(EXERCISE PROMPT)
Output only these lines, set down exactly: the one containing "This is useful" and each line after it through the end of the records.

==== TASK DATA

Issue #1915, opened 2023-03-13
allow offset canvas block calculation


Spacechild1:
Pd uses reblocking for its FFT implementation. If you have several large FFTs, this can easily lead to excessive CPU spikes. It would be nice if we could offset the canvas block calculation, so that we can manually "distribute" the CPU load over multiple DSP tickes. This could be done with an additional creation argument for the `[block~]` object resp. an additional argument for the `[set(` method. ~~Naturally, the offset would add some extra delay, so there is a trade-off.~~

FWIW, Max already has such a feature: https://docs.cycling74.com/max8/refpages/pfft~#start-onset

Spacechild1:
Closed via https://github.com/pure-data/pure-data/pull/2072

PR #2072, opened 2023-07-31
block~/switch~: add additional "offset" argument

Spacechild1:
The `offset` argument shifts the time of DSP computation in a reblocked subcanvas by N samples.

This is useful for preventing CPU spikes with many simultaneously reblocked subcanvases, in particular with huge FFTs.

Closes https://github.com/pure-data/pure-data/issues/1915


Spacechild1:
This has apparently been merged via 8da9a9e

========

(REPLY TO THE TASK)
This is useful for preventing CPU spikes with many simultaneously reblocked subcanvases, in particular with huge FFTs.

Closes https://github.com/pure-data/pure-data/issues/1915


Spacechild1:
This has apparently been merged via 8da9a9e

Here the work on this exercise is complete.